PR #569, opened 2026-06-27
feat: Full enum support

Kriskras99:


Kriskras99:
Tests have now been added, so should be ready for review.

There will almost certainly be edgecases that neither of us think of, but we can fix that in a later release.

avro_derive/src/attributes/mod.rs
```diff
@@ -24,14 +24,117 @@ use syn::{AttrStyle, Attribute, Expr, Ident, Path, spanned::Spanned};
...
+    fn from_avro_and_serde(
+        avro: Option<avro::Repr>,
+        tag: Option<String>,
+        content: Option<String>,
+        untagged: bool,
+        span: Span,
+    ) -> Result<Option<Self>, syn::Error> {
+        match avro {
+            Some(avro::Repr::Enum) => {
+                if tag.is_some() || content.is_some() || untagged {
```
martin-g, line 62: nit: IMO it would be friendlier for the user if each condition has its own error. This way (s)he will know exactly what the problem is instead of checking which one from the listed incompatibilities is the issue.
If you agree then please also consider returning a `Vec<syn::Error>`

avro_derive/src/enums/bare_union.rs
```diff
@@ -0,0 +1,107 @@
...
+    data: DataEnum,
+) -> Result<Implementation, Vec<syn::Error>> {
+    let Some(Repr::BareUnion { untagged }) = container_attrs.repr else {
+        unreachable!()
+    };
+
+    let mut errors = Vec::new();
+    let mut variant_exprs = Vec::new();
+
+    // Used for checking that the resulting schema is usefull
```
martin-g:
```suggestion
    // Used for checking that the resulting schema is useful
```

avro_derive/src/enums/record_internally_tagged.rs
```diff
@@ -0,0 +1,215 @@
...
+            Ok(attrs) => attrs,
+            Err(errs) => {
+                errors.extend(errs);
+                continue;
+            }
+        };
+
+        if variant_attrs.skip {
+            continue;
+        } else if !variant_attrs.only_skip_rename_and_alias_can_be_set() {
```
martin-g: The error message at line 55 says `On unit variants...` but there is no check here that the variant type is a `unit` here.

```suggestion
        } else if matches!(&variant.fields, Fields::Unit)
            && !variant_attrs.only_skip_rename_and_alias_can_be_set() {
```

avro_derive/tests/derive.rs
```diff
@@ -1791,7 +1791,7 @@ fn avro_rs_247_serde_flatten_support_duplicate_field_name() {
         a: i32,
     }
 
-    Foo::get_schema();
+    panic!("{:?}", Foo::get_schema());
```
martin-g: debug leftover ?

avro_derive/src/enums/bare_union.rs
```diff
@@ -0,0 +1,107 @@
...
+    let mut have_null = false;
+    let mut names = HashSet::new();
+    let mut tuple_sizes = HashSet::new();
```
martin-g:
```suggestion
    let mut tuple_sizes = BTreeSet::new();
```
To make the order deterministic. Otherwise the UI tests may fail due to different order.

avro_derive/src/enums/bare_union.rs
```diff
@@ -0,0 +1,107 @@
...
+            container_attrs.rename_all,
+            container_attrs.rename_all_fields,
+            true,
+            true,
+            |info| {
+                match (info.schema_type, info.variant) {
+                    (_, FieldVariants::Named(0)) if untagged => {
+                        Err("AvroSchema: Empty struct variants are not allowed for `#[serde(untagged)]`".to_string())
+                    }
+                    (_, FieldVariants::Unnamed(len)) if untagged && len >= 2 && !tuple_sizes.insert(len) => {
```
martin-g, line 72: Why `len >= 2` ?
If you have an enum with two variants: `A(u32)` and `B(u32)` then both of them will serialize to Avro Int schemas.

avro_derive/src/enums/record_tag_content.rs
```diff
@@ -0,0 +1,161 @@
...
+) -> Result<Implementation, Vec<syn::Error>> {
+    let Some(Repr::RecordTagContent { tag, content }) = container_attrs.repr else {
+        unreachable!()
+    };
+    let mut errors = Vec::new();
+    let mut symbols = Vec::new();
+    let mut variant_exprs = Vec::new();
+
+    for variant in data.variants {
+        let variant_attrs = VariantOptions::new(&variant.attrs, variant.span())?;
```
martin-g: The `?` breaks the error accumulation. Is this intentional ?

avro_derive/src/enums/record_tag_content.rs
```diff
@@ -0,0 +1,161 @@
...
+            container_attrs.rename_all_fields,
+            true,
+            true,
+            |_| Ok(()),
+        ) {
+            Ok(expr) => variant_exprs.push(expr),
+            Err(errs) => errors.extend(errs),
+        }
+
+        symbols.push(name);
```
martin-g: Should this be moved to the `Ok(expr)` arm above (line 66) ?

avro_derive/src/enums/mod.rs
```diff
@@ -37,23 +45,223 @@ pub fn to_implementation(
...
+    if !options.alias.is_empty() {
+        errors.push(syn::Error::new(
+            span,
+            r#"AvroSchema: `#[avro(alias = "..")]` only works on newtype variants when the enum uses `#[avro(repr = "union_of_records")`"#
+        ));
     }
+    if options.rename.is_some() {
+        errors.push(syn::Error::new(
+            span,
+            r#"AvroSchema: `#[avro(alias = "..")]` only works on newtype variants when the enum uses `#[avro(repr = "union_of_records")`"#
```
martin-g:
```suggestion
            r#"AvroSchema: `#[avro(rename = "..")]` only works on newtype variants when the enum uses `#[avro(repr = "union_of_records")`"#
```

avro_derive/src/lib.rs
```diff
@@ -84,3 +84,37 @@ fn derive_avro_schema(input: DeriveInput) -> Result<Implementation, Vec<syn::Err
         )]),
     }
 }
+
+// #[cfg(test)]
```
martin-g: remove ?!

avro_derive/src/enums/bare_union.rs
```diff
@@ -0,0 +1,107 @@
...
+                        Err(format!("AvroSchema: Duplicate tuple sizes detected which is incompatible with `#[serde(untagged)]`: new: {len}, already seen: {tuple_sizes:?}"))
+                    }
+                    (SchemaType::Null, _) if have_null => Err(r#"AvroSchema: Two variants resolve to Schema::Null, this is not supported for `#[avro(repr = "bare_union")]"#.to_string()),
```
martin-g:
```suggestion
                    (SchemaType::Null, _) if have_null => Err(r#"AvroSchema: Two variants resolve to Schema::Null, this is not supported for `#[avro(repr = "bare_union")]`"#.to_string()),
```

avro_derive/tests/enum.rs
```diff
@@ -0,0 +1,721 @@
...
+        A(),
+    }
+
+    serde_assert(C::A());
+}
+
+#[test]
+fn avro_rs_561_bare_union_empty_tuple_variant() {
+    #[derive(Debug, Eq, PartialEq, AvroSchema, Serialize, Deserialize)]
+    #[avro(repr = "bare_union")]
```
martin-g, line 87: The documentation for BareUnion says that `#[serde(untagged)]` is required. It seems there is no check for this requirement. Or the documentation is out of date.

avro_derive/tests/enum.rs
```diff
@@ -0,0 +1,721 @@
...
+                    }
+                ]
+            }
+        ]
+    }"#,
+    )
+    .unwrap();
+
+    assert_eq!(Foo::get_schema(), schema);
+    serde_assert(Foo::A);
```
martin-g, line 246:
```suggestion
    serde_assert(Foo::A);
    serde_assert(Foo::Alt());
```

avro_derive/src/enums/mod.rs
```diff
@@ -37,23 +45,223 @@ pub fn to_implementation(
...
+                }
+                Fields::Unnamed(mut fields) if transparent_newtype && fields.unnamed.len() == 1 => {
+                    check_fn(FieldInfo {
+                        variant: FieldVariants::Unnamed(1),
+                        schema_type: SchemaType::Transparent,
+                    })
+                    .map_err(|m| vec![syn::Error::new(variant_span, m)])?;
+                    let pair = fields.unnamed.pop().expect("There is one field");
+                    let field = pair.into_value();
+                    let field_attributes = FieldOptions::new(&field.attrs, field.span())?;
```
martin-g:
```suggestion
                    let field_attributes = FieldOptions::new(&field.attrs, field.span())
+                        .and_then(|o| newtype_extra_attribute_checks(o, field.span()))?;
```

avro_derive/src/enums/plain.rs
martin-g:
```suggestion
            let renamed = rename_ident(
                &variant.ident,
                variant_attrs.rename.clone(),
                container_attrs.rename_all,
                RenameRule::apply_to_variant,
            );
```

avro_derive/tests/expanded/avro_rs_569_tuple_struct.expanded.rs
```diff
@@ -0,0 +1,101 @@
...
+                                        schema: <String as ::apache_avro::AvroSchemaComponent>::get_schema_in_ctxt(
+                                            named_schemas,
+                                            enclosing_namespace,
+                                        ),
+                                        custom_attributes: ::std::collections::BTreeMap::new(),
+                                    },
+                                ],
+                            ),
+                        ),
+                    )
```
martin-g, line 55:
```suggestion
                    )
                    .attributes(
                        [(
                            "org.apache.avro.rust.tuple".to_string(),
                            ::serde_json::value::Value::Bool(true),
                        )]
                        .into(),
                    )
```

avro_derive/tests/expanded/mod.rs
```diff
@@ -27,3 +27,9 @@ mod avro_rs_501_basic;
 mod avro_rs_501_namespace;
 mod avro_rs_501_reference;
 mod avro_rs_501_struct_with_optional;
+mod avro_rs_569_non_basic_enum;
+mod avro_rs_569_rename_all_fields;
+mod avro_rs_569_tag_content_enum;
+mod avro_rs_569_tag_enum;
+mod avro_rs_569_tag_struct;
```
martin-g, line 34:
```suggestion
mod avro_rs_569_tag_struct;
mod avro_rs_569_tuple_struct;
```

avro_derive/tests/ui/avro_rs_561_transparent_enum.rs
```diff
@@ -0,0 +1,26 @@
...
+// KIND, either express or implied.  See the License for the
+// specific language governing permissions and limitations
+// under the License.
+
+use apache_avro::AvroSchema;
+
+#[derive(AvroSchema)]
+#[serde(transparent)]
+enum D {
+    A(A)
```
martin-g: What is the inner `A` here ?

```suggestion
    A(i32)
```
?

avro_derive/tests/ui/avro_rs_569_untagged_enum_multiple_null.stderr
```diff
@@ -0,0 +1,5 @@
+error: AvroSchema: Two variants resolve to Schema::Null, this is not supported for `#[avro(repr = "bare_union")]
```
martin-g:
```suggestion
error: AvroSchema: Two variants resolve to Schema::Null, this is not supported for `#[avro(repr = "bare_union")]`
```

avro_derive/src/enums/bare_union.rs
Kriskras99: An untagged bare union will do the following to tuple variants of different sizes:
- `()`: `Schema::Null`
- `(T1)`: `T1::get_schema_in_ctxt`
- `(T1,..,Tn`): `Schema::Record`

So only for tuple variants of size 2 or higher we need to check if their sizes are unique because the serializer will look for the first record schema (with the tuple attribute) that has the same length.
For tuple variants of size 1, it would be nice to check that the schemas are unique at compile time but we don't have that information, and it is caught at schema construction by the Union builder.
For size 0 we have the `(SchemaType::Null, _) if have_null` check.

I've added the following comment to the check:
```
// Tuples of size 2 or larger are represented as a Schema::Record with an "org.apache.avro.rust.tuple" attribute.
// As the only information Serde provides for untagged enums is the size of the tuple, the amount of fields in
// records with the tuple tag must be unique for it to find the correct variant.
// This check is not watertight as it will fail for `enum Abc { A((i32, i32)), B(i64, i64) }`
// as we don't know the schema for the newtype inside Abc::A.
```

avro_derive/src/enums/record_internally_tagged.rs
Kriskras99: I moved it into the match statement below

avro_derive/src/enums/record_tag_content.rs
Kriskras99: I don't think it matters, any errors thrown inside `variant_to_schema_expr` are related to creating the schema itself. If the symbol is a duplicate then we still want to inform the user even if one of the schema expressions failed to create.
I've moved the statement up directly after we create the `name` so they are together

avro_derive/tests/enum.rs
Kriskras99: Documentation is outdated, I realized `bare_union` doesn't require `untagged` but `untagged` does require `bare_union`

avro_derive/tests/ui/avro_rs_561_transparent_enum.rs
Kriskras99: Good question, probably leftover from some test I was doing. I've replaced it with a `String`.

avro_derive/tests/enum.rs
Kriskras99: This actually surfaced something we can't support. I've now disallowed empty tuple variants on enums with `tag` and `content` set. `Foo::Alt{}` does work, so I've added that as a test.

avro_derive/tests/expanded/avro_rs_569_tuple_struct.expanded.rs
Kriskras99: Tuple structs don't actually require the attribute, only real tuples and tuple variants

avro_derive/src/attributes/mod.rs
Kriskras99: If the list were longer I'd agree, but with only 3 attributes (of which untagged conflicts with tag/content) I don't think it's an issue here.

avro/src/schema/record/schema.rs
```diff
@@ -82,11 +82,13 @@ impl<S: record_schema_builder::State> RecordSchemaBuilder<S> {
...
 /// Calculate the lookup table for the given fields.
 fn calculate_lookup_table(fields: &[RecordField]) -> BTreeMap<String, usize> {
-    fields
+    let map: BTreeMap<_, _> = fields
         .iter()
         .enumerate()
         .map(|(i, field)| (field.name.clone(), i))
-        .collect()
+        .collect();
+    assert_eq!(map.len(), fields.len(), "Duplicate field names found");
```
martin-g, line 90:
```suggestion
    debug_assert_eq!(map.len(), fields.len(), "Duplicate field names found");
```

avro_derive/src/enums/mod.rs
```diff
@@ -37,23 +45,224 @@ pub fn to_implementation(
...
+
+fn newtype_extra_attribute_checks(
+    options: FieldOptions,
+    span: Span,
+) -> Result<FieldOptions, Vec<syn::Error>> {
+    let mut errors = Vec::new();
+    if options.doc.is_some() {
+        errors.push(syn::Error::new(
+            span,
+            r#"AvroSchema: `#[avro(doc = "..")]` only works on newtype variants when the enum uses `#[avro(repr = "union_of_records")`"#
```
martin-g:
```suggestion
            r#"AvroSchema: `#[avro(doc = "..")]` only works on newtype variants when the enum uses `#[avro(repr = "union_of_records")]`"#
```

avro_derive/src/enums/mod.rs
```diff
@@ -37,23 +45,224 @@ pub fn to_implementation(
...
+        ));
+    }
+    if !matches!(options.default, FieldDefault::Trait) {
+        errors.push(syn::Error::new(
+            span,
+            r#"AvroSchema: `#[avro(default = ..)]` only works on newtype variants when the enum uses `#[avro(repr = "union_of_records")`"#
```
martin-g:
```suggestion
            r#"AvroSchema: `#[avro(default = ..)]` only works on newtype variants when the enum uses `#[avro(repr = "union_of_records")]`"#
```

avro_derive/src/enums/mod.rs
```diff
@@ -37,23 +45,224 @@ pub fn to_implementation(
...
+        ));
+    }
+    if !options.alias.is_empty() {
+        errors.push(syn::Error::new(
+            span,
+            r#"AvroSchema: `#[avro(alias = "..")]` only works on newtype variants when the enum uses `#[avro(repr = "union_of_records")`"#
```
martin-g:
```suggestion
            r#"AvroSchema: `#[avro(alias = "..")]` only works on newtype variants when the enum uses `#[avro(repr = "union_of_records")]`"#
```

avro_derive/src/enums/mod.rs
```diff
@@ -37,23 +45,224 @@ pub fn to_implementation(
...
+        ));
     }
+    if options.rename.is_some() {
+        errors.push(syn::Error::new(
+            span,
+            r#"AvroSchema: `#[avro(rename = "..")]` only works on newtype variants when the enum uses `#[avro(repr = "union_of_records")`"#
```
martin-g:
```suggestion
            r#"AvroSchema: `#[avro(rename = "..")]` only works on newtype variants when the enum uses `#[avro(repr = "union_of_records")]`"#
```

avro_derive/src/enums/mod.rs
```diff
@@ -37,23 +45,224 @@ pub fn to_implementation(
...
+        ));
+    }
+    if options.flatten {
+        errors.push(syn::Error::new(
+            span,
+            r#"AvroSchema: `#[avro(flatten)]` only works on newtype variants when the enum uses `#[avro(repr = "union_of_records")`"#,
```
martin-g:
```suggestion
            r#"AvroSchema: `#[avro(flatten)]` only works on newtype variants when the enum uses `#[avro(repr = "union_of_records")]`"#,
```

avro_derive/src/attributes/mod.rs
```diff
@@ -24,14 +24,117 @@ use syn::{AttrStyle, Attribute, Expr, Ident, Path, spanned::Spanned};
...
+                    ))
+                }
+            }
+            None if tag.is_some() && content.is_some() => Ok(Some(Self::RecordTagContent {
+                tag: tag.unwrap(),
+                content: content.unwrap(),
+            })),
+            None if tag.is_some() => Ok(Some(Self::RecordInternallyTagged { tag: tag.unwrap() })),
+            None if untagged => Ok(Some(Self::BareUnion { untagged })),
+            None => Ok(None),
```
```suggestion
            None => match (tag, content, untagged) {
                (Some(tag), Some(content), false) => {
                    Ok(Some(Self::RecordTagContent { tag, content }))
                }
                (Some(tag), None, false) => {
                    Ok(Some(Self::RecordInternallyTagged { tag }))
                }
                (None, None, true) => Ok(Some(Self::BareUnion { untagged: true })),
                (None, None, false) => Ok(None),
                _ => Err(syn::Error::new(
                    span,
                    "AvroSchema: incompatible Serde tagging attributes",
                )),
            }
```
To prevent usage of incompatible Serde attributes.

avro_derive/tests/enum.rs
```diff
@@ -0,0 +1,764 @@
...
+            },
+            {
+                "name": "value",
+                "type": [
+                    "null",
+                    {
+                        "type": "record",
+                        "name": "Alt",
+                        "fields": [],
+                        "org.apache.avro.rust.tuple": true
```
martin-g: Why is `Alt {}` marked as a tuple here ?

avro/src/schema/record/schema.rs
Kriskras99: I'm not sure we should silence these in release mode, this will fail in the serializer otherwise (with `Details::FieldNameDuplicate`) but it will be far removed from the reason (an incorrect schema).

It would be nice if we could return an error, but `#[bon(skip)` doesn't allow that.

avro_derive/tests/enum.rs
Kriskras99: It's actually not in the generated schema, this is leftover from when it was `Alt()`. The test still passes because `Schema == Schema` does not check attributes. This is not the first time this has bitten us, we should think about changing the behaviour of `PartialEq` to check for absolute equality and have `Schema::specification_eq` and `Schema::fast_specification_eq` functions for the user to do specification related comparisons.

Kriskras99: By setting `schema_equality.rs:256` `false` to `true` I've caught 9 other tests where this happens. I've fixed them all, but cases like these will likely come back in the future when we add more tests.

Kriskras99: Maybe we could put a `#[cfg(test)]` on `schema_equality.rs:256` to set the boolean to `true` for tests.

martin-g (approved):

Instructions to follow.
Filter the records for lines holding the string "default". Copy each one.

Task answer.
+    if !matches!(options.default, FieldDefault::Trait) {
+            r#"AvroSchema: `#[avro(default = ..)]` only works on newtype variants when the enum uses `#[avro(repr = "union_of_records")`"#
            r#"AvroSchema: `#[avro(default = ..)]` only works on newtype variants when the enum uses `#[avro(repr = "union_of_records")]`"#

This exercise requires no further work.